(Dataset items)
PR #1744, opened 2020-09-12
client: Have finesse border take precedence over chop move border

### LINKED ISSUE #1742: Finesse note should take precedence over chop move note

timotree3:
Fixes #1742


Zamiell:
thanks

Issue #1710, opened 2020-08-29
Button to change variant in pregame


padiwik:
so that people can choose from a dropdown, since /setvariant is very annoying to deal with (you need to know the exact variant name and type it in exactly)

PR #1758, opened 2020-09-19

# [Required work]
Show the lines of the records that contain the word "over".

# [Solution to the problem]
client: Have finesse border take precedence over chop move border
### LINKED ISSUE #1742: Finesse note should take precedence over chop move note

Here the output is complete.